Estudios han demostrado que la capacidad de almacenar grasa alrededor de las caderas y las piernas brinda a las mujeres cierta protección contra las enfermedades cardiovasculares.

En el estudio, los investigadores examinaron los datos de impedancia bioeléctrica (BIA) y absorciometría de rayos X de energía dual (DXA) en 362.499 participantes del Biobanco del Reino Unido, a fin de identificar los determinantes genéticos de la distribución de la grasa corporal en el tronco, los brazos y las piernas.

Para este propósito, el equipo de investigación realizó estudios de asociación de genoma (GWAS, por sus siglas en inglés) en la proporción de grasa corporal distribuida en estas partes del cuerpo, lo que se complementó con análisis estratificados por sexo, para identificar las diferencias entre hombres y mujeres.

Estos minuciosos análisis permitieron identificar 98 asociaciones genéticas independientes que afectan la distribución del tejido adiposo a los diferentes compartimentos del cuerpo, de las cuales 29 no se han asociado previamente con ningún fenotipo relacionado con la adiposidad.

Los resultados también muestran que los efectos genéticos que influyen en la distribución de la grasa son más fuertes en las mujeres en comparación con los hombres, lo que resulta consistente con GWAS previos que han revelado dimorfismos sexuales en loci genéticos para fenotipos relacionados con la adiposidad.

Acumulación de tejido adiposo

La doctora Asa Johansson, investigadora afiliada al Departamento de Inmunología, Genética y Patología de la Universidad de Uppsala y autora principal del estudio, comentó los resultados expresando:

“Nos sorprendió la gran cantidad de efectos genéticos que fueron más fuertes o que sólo se presentaron en las mujeres. Tras un examen más detallado, se descubrió que varios de los genes asociados codifican proteínas que dan forma activa a la matriz extracelular, que constituye la estructura de soporte alrededor de células”.

Los hombres tienden a acumular grasa en mayor medida alrededor del abdomen.

La acumulación de tejido adiposo alrededor de las vísceras y los órganos internos del cuerpo, se asocia con un mayor riesgo de enfermedad.

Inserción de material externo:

PR #579, opened 2023-10-10
support creation of aws clients in a blocking context

pcrumley:
Esthri supports calling some function in a blocking context using the `#[tokio::main]` macro. Unfortunately with the move to the aws_sdk crate, the new aws client can only be created in an async function, sort of completely destroying the point of the blocking.rs module.

Here I added the ability to create a default client in a blocking context, so one can use blocking.rs modules functions in an e2e scenario in a different crate.

In addition, I want to be able to specify the client's region, so I added that to the s3 client initiator.

### DIFF
--- a/crates/esthri/src/lib.rs
+++ b/crates/esthri/src/lib.rs
@@ -76,17 +76,35 @@ pub enum AwsCredProvider {
 }
 
 pub async fn init_default_s3client() -> Client {
-    init_s3client(AwsCredProvider::DefaultProvider).await
+    init_default_s3client_with_region(None::<&str>).await
+}
+
+pub async fn init_default_s3client_with_region(region: Option<impl AsRef<str>>) -> Client {
+    init_s3client_with_region(AwsCredProvider::DefaultProvider, region).await
 }
 
 pub async fn init_s3client(provider: AwsCredProvider) -> Client {
+    init_s3client_with_region(provider, None::<&str>).await
+}
+
+pub async fn init_s3client_with_region(
+    provider: AwsCredProvider,
+    region: Option<impl AsRef<str>>,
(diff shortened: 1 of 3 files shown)


crates/esthri/src/lib.rs
```diff
@@ -76,17 +76,35 @@ pub enum AwsCredProvider {
...
     let retry_config = aws_config::retry::RetryConfig::standard()
         .with_initial_backoff(Duration::from_millis(500))
         .with_max_attempts(5);
     let https_connector = new_https_connector();
     let smithy_connector = hyper_ext::Adapter::builder().build(https_connector);
 
-    let sdk_config = aws_config::load_from_env().await;
+    let sdk_config = if let Some(region) = region {
+        aws_config::from_env()
+            .region(Region::new(region.as_ref().to_owned()))
```
adrian-kong, line 102: Can't you pass this as env?
```
$ export AWS_DEFAULT_REGION=us-west-2
```

silverjam (approved):

adrian-kong (approved):
lgtm

crates/esthri/src/lib.rs
pcrumley: hm. so you are correct, but in this case I want to build a client inside of a cli with a given region to match the location of the binary we are trying to download. I feel like messing with the user's env vars is not a good solution as it is a weird side-effect.

If you disagree with this approach, I suppose i can either build the client inside of the cli code, or use something like 
https://crates.io/crates/temp-env

pcrumley: I think i will add some comments to the code that it may be better to set the env var depending on your use case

Los hombres tienen una mayor cantidad de grasa abdominal que las mujeres y esto puede explicar la mayor prevalencia de enfermedad cardiovascular observada en los hombres.

En contraste, la acumulación preferencial de tejido adiposo en las extremidades inferiores, es decir, las caderas y las piernas, se ha sugerido como un factor que contribuye a la menor incidencia de infarto de miocardio y muerte coronaria observada en mujeres durante la mediana edad.

Por lo tanto, explican los autores, el resultado del estudio actual puede conducir al desarrollo de nuevas intervenciones para reducir el riesgo de enfermedad cardiovascular asociado al sobrepeso y la obesidad.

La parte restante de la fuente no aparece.